PHILADELPHIA (CBS) -- Oh, the performers can dance all right.  But here's a dance flick that could have been called So You Think You Can Act or So You think You Can Dramatize.

This fourth Step Up installment, previously titled "Step Up 4Ever" and "Step Up: Miami Heat," is set against the vibrant backdrop of Miami, which certainly represents a change of venue, but for a film that is otherwise ploddingly formulaic.

It follows Step Up (2006), Step Up 2: The Streets (2008), and Step Up 3D (2010).

2
(2 stars out of 4)

Apparently, then, we are to get a Step Up every two years whether we need one or want one or not.

When Step Up first stepped up six years ago, featuring Channing Tatum in his first lead role, it tried to follow in the footsteps of such dance-themed films as Dirty Dancing, Save the Last Dance, Saturday Night Fever, and Fame.

It certainly managed to hold our attention during the spirited dance sequences, but sagged at times because of narrative limitations such as undeveloped and unconvincing subplots and sermonizing, simplistic dialogue.

In other words, it had a good beat and you could dance to it, but it also danced around too much of the central story.

As for the acting, it was unmistakably secondary to the footwork, but it was at least adequate.  Such is not the case with Step Up Revolution, which has the acting equivalent of two left feet.

Emily (Kathryn McCormick) is the daughter of a wealthy businessman (Peter Gallagher).  She arrives in Miami intent on becoming a professional dancer, and falls in love with Sean (Ryan Guzman), the leader, along with his best bud Eddy (Misha Gabriel), of a flash-mob dance crew known as the MOB.

The MOB is trying to win a YouTube contest for a major sponsorship opportunity, but Emily's dad threatens to develop the MOB's historic neighborhood, thus displacing thousands from their homes.
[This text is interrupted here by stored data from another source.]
PR #2254, opened 2018-11-01
Support single line comments of the form `// comment`

IwanKaramazow:
Implements parsing & printing of single line comments.

Example:
```reason
// single line comment
let x = 1;
```

The main logic is taken from https://github.com/facebook/reason/pull/1800.
Extra test cases and support for whitespace interleaving have been implemented.

### DIFF
--- a/formatTest/unit_tests/expected_output/basicStructures.re
+++ b/formatTest/unit_tests/expected_output/basicStructures.re
@@ -146,7 +146,7 @@ let x = arr^[0] = 1;
  *============================================================================
  */;
 
-let (/\/) = (+); /* // is not a comment */
+let (/++) = (+); /* // indicates the start of a comment, not an infix op */
 
 let something =
   if (self.ext.logSuccess) {
--- a/formatTest/unit_tests/input/basicStructures.re
+++ b/formatTest/unit_tests/input/basicStructures.re
@@ -134,7 +134,7 @@ let x = arr^[0] = 1;
  *============================================================================
  */;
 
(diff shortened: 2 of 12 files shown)


formatTest/unit_tests/expected_output/basicStructures.re
```diff
@@ -146,7 +146,7 @@ let x = arr^[0] = 1;
  *============================================================================
  */;
 
-let (/\/) = (+); /* // is not a comment */
+let (/++) = (+); /* // is not a comment */
```
kpsuperplane: Forgive me I'm pretty new to Reason but, I think the comment about `// is not a comment` should be updated?

formatTest/unit_tests/input/basicStructures.re
```diff
@@ -134,7 +134,7 @@ let x = arr^[0] = 1;
  *============================================================================
  */;
 
-let (//) = (+); /* // is not a comment */
+let (/++) = (+); /* // is not a comment */
```
kpsuperplane: Ditto on comment about not a comment

formatTest/unit_tests/expected_output/basicStructures.re
IwanKaramazow: Thanks! Updated.

formatTest/unit_tests/input/basicStructures.re
IwanKaramazow: Also updated.

PR #2263, opened 2018-11-15
Add `let!Foo` sugar mark 2

jaredly:
Ok, so this is much simpler. This doesn't include the ppx transform yet.

Why go with `!` instead of `.`?

1) having `let.` feels like an overload of attribute access or something, which I think is confusing
2) I also want it to be visually "louder"
2) F# uses `!`


jaredly:
closing in favor of https://github.com/facebook/reason/pull/2487

PR #2264, opened 2018-11-17
Switch from double to single quotes for sharpop access sugar

anmonteiro:


anmonteiro:
@jordwalke we're basically switching from a hack to another, because I didn't find a way to make this work at the lexer level. Here's what I tried and why it didn't work:

- lexing idents without quotes separate from idents with quotes
I though this would simply work but I found that the lexer is still greedy so `foo['bar']` would be lexed as `ident LBRACKET QUOTE ident_with_quote RBRACKET` so the separate lexing was basically useless..

- lexing idents entirely without quotes and recovering them at the parser level, e.g. `ident: LIDENT QUOTE+`
this caused some shift/reduce and reduce/reduce conflicts because of things like parsing poly_types, where we have `preceded(QUOTE,ident)` and we wouldn't be able to figure out when one ident ended and another quote started.

jordwalke:
I was pretty sure you could implement this by either extending [this rule here](https://github.com/facebook/reason/blob/master/src/reason-parser/reason_lexer.mll#L789
) to allow multiple characters between the single quotes, or to add another rule immediately after it that has `> 1` char so that you have two rules that are mutually exclusive. Either way, you could add a custom syntax error message any time someone uses a >1 character single quote string anywhere but directly in array access syntax.

anmonteiro:
Added a commit that cleans up the implementation and implements it in the lexer.

I'm working on adding an error message whenever `'foo'` is used outside of brackets. My current thinking is that I'll need to add it in the recovery section (`reason_toolchain.ml`) rather than the parser because including it in `expr` would result in grammar conflicts.

@IwanKaramazow wondering if you have a better idea?

IwanKaramazow:
How bad of a grammar conflict are we talking about?
Otherwise indeed, as soon as the parser enters error handling, pattern match on the token, if it's a `STATIC_IDENT`, show a nice error message.

PR #2687, opened 2023-03-02
[refmt] Add env variable to configure --print-width

davesnx:
The workaround is to have an env variable to set the wrapping width for printing. It should unblock https://github.com/reasonml/reason/issues/2567 and delay the discussion about the need for a config file.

So the MOB must become a protest mob and use their performances to put the kibosh on that form of progress.

Music video and television director Scott Speer -- working from a flimsy screenplay by Adam Shankman, Jennifer Gibgot, Erik Fieg, and Patrick Wachsberger that's essentially in the age-old tradition of Mickey-and-Judy-let's-put-on-a-show extravaganzas -- depends entirely on his target audience's appreciation of vigorous dancing, and features extravagantly energetic choreography, with athletic, gravity-defying moves punctuating a dazzling-precision spectacle as the film's backbone.

And in a bit of truly unfortunate timing, one dance number includes smoke bombs and gas masks, bringing Aurora, Colo. inadvertently to mind.

But here's the problem that can't be danced around: when a director from another showbiz sphere and relatively inexperienced actors (the two leads are making their feature-film debuts) collaborate on a dance film like this one, it's almost painful any time no one is dancing.

Fortunately, someone usually is dancing in Step Up Revolution.  Unfortunately, however, they sometimes stop.

So forget story, forget character, forget dialogue, forget acting, forget theme, and forget drama.  But if all you're looking for is to sit back and watch dancing, step right up.

If not, stay away.

So we'll mob 2 stars out of 4 for another hyperactive chance at dance and romance, Step Up Revolution.  The franchise's fourth Step Up is neither a step up nor a step down, but a step sideways.